PROBLEM:
An exact transcription of the lines below, from the first through the one containing "Sorry, I can't", is the only output wanted.
=== Begin Enclosure ===
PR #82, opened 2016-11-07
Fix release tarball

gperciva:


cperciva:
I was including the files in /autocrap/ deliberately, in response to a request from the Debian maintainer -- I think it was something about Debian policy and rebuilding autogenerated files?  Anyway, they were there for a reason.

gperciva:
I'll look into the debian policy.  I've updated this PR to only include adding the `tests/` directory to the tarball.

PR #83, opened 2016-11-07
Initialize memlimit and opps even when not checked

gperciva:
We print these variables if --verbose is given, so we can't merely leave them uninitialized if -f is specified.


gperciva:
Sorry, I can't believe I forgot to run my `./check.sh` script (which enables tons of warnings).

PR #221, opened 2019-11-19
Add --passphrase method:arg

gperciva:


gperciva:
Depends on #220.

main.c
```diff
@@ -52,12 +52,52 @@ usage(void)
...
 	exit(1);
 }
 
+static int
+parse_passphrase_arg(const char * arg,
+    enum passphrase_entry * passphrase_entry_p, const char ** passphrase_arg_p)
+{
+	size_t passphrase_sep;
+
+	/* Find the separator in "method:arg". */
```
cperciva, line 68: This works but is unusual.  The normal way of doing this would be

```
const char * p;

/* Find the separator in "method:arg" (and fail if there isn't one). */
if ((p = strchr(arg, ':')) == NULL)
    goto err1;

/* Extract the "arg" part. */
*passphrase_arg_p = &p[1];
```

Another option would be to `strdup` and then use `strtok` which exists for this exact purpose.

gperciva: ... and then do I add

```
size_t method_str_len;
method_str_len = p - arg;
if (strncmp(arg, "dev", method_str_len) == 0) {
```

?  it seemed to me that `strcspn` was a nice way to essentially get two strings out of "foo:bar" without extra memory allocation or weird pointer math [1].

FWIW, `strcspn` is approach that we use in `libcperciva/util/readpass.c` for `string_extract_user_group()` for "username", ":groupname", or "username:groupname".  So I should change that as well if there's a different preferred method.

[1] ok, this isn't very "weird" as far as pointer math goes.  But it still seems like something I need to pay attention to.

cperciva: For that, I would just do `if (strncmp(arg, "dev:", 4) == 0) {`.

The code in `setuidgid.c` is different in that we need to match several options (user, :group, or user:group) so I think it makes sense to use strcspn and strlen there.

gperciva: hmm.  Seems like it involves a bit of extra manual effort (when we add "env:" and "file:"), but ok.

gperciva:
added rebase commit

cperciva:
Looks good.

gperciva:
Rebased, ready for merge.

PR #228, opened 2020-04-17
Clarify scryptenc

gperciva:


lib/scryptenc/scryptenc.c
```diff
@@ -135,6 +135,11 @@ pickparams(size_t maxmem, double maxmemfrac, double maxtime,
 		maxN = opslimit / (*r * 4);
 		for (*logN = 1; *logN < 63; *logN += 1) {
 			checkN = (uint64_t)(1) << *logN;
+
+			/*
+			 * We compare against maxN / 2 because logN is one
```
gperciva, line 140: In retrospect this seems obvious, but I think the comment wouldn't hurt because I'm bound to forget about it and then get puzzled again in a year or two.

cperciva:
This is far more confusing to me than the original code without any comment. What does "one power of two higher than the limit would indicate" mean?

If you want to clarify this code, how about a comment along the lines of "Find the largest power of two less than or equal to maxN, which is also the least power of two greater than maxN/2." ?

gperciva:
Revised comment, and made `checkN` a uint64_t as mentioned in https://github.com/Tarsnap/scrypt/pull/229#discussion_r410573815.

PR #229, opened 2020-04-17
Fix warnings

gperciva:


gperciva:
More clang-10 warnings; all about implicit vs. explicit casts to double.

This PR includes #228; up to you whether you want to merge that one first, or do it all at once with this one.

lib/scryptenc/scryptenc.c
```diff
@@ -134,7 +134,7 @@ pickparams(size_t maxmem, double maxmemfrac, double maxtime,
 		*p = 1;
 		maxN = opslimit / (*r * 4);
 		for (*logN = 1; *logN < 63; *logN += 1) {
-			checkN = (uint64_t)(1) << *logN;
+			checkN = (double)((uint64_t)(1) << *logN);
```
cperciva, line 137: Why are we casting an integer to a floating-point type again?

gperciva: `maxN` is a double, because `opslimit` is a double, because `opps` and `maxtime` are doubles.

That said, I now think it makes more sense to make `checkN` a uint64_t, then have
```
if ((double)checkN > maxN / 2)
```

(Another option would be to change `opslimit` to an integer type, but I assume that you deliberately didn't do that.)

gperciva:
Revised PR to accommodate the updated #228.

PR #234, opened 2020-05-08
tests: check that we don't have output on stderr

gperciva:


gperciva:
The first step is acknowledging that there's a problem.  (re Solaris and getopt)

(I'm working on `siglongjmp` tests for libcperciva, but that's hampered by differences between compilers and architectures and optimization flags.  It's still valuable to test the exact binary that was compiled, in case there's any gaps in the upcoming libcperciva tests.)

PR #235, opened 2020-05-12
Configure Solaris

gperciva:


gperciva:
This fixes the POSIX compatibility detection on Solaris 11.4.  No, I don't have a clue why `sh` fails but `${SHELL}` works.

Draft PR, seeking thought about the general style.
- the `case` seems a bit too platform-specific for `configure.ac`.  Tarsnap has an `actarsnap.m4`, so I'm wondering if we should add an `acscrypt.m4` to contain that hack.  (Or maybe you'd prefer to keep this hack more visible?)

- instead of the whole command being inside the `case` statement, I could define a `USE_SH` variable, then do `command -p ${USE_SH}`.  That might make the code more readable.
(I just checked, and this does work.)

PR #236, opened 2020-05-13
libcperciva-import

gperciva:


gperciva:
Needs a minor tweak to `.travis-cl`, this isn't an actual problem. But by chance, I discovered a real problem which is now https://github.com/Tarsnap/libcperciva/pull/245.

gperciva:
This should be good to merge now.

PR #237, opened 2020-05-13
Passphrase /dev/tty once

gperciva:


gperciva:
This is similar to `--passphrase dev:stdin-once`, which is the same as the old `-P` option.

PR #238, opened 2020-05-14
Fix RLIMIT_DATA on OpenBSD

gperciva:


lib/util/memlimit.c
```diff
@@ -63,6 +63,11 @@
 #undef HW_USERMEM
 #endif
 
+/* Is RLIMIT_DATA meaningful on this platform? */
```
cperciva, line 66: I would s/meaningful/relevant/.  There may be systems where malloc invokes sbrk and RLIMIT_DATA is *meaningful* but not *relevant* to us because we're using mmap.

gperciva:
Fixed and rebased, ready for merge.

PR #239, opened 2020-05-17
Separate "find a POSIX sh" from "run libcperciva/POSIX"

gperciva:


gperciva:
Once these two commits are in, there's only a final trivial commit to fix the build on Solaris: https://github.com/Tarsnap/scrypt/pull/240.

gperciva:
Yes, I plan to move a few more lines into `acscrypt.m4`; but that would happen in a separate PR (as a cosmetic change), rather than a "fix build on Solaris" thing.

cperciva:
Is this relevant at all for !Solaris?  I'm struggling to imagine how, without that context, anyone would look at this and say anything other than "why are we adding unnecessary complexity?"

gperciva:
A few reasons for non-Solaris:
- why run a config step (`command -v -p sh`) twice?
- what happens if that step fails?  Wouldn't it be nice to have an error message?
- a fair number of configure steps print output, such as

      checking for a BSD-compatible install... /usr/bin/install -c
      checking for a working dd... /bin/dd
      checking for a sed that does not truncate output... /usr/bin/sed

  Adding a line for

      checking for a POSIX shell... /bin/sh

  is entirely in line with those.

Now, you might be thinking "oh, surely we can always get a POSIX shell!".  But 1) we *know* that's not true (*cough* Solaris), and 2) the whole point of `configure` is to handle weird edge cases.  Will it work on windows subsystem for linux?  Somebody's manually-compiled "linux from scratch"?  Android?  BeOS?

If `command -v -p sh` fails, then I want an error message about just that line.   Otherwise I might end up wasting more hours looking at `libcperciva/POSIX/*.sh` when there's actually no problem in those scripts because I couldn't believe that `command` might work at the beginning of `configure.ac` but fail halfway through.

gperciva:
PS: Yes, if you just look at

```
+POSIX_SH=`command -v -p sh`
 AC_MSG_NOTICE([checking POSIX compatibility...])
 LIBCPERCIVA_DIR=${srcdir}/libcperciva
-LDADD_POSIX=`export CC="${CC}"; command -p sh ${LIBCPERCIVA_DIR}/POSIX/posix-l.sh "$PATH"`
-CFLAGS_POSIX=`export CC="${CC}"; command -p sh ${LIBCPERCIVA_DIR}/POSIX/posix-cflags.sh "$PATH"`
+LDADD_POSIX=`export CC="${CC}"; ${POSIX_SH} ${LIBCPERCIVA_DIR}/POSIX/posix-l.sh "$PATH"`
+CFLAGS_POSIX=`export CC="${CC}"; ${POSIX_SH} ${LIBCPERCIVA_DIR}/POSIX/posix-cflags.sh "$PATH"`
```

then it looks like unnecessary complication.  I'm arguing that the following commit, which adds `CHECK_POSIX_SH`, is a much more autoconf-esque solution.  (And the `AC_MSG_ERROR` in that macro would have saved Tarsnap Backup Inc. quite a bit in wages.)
=== End Enclosure ===
SOLUTION TO THIS TASK:
PR #82, opened 2016-11-07
Fix release tarball

gperciva:


cperciva:
I was including the files in /autocrap/ deliberately, in response to a request from the Debian maintainer -- I think it was something about Debian policy and rebuilding autogenerated files?  Anyway, they were there for a reason.

gperciva:
I'll look into the debian policy.  I've updated this PR to only include adding the `tests/` directory to the tarball.

PR #83, opened 2016-11-07
Initialize memlimit and opps even when not checked

gperciva:
We print these variables if --verbose is given, so we can't merely leave them uninitialized if -f is specified.


gperciva:
Sorry, I can't believe I forgot to run my `./check.sh` script (which enables tons of warnings).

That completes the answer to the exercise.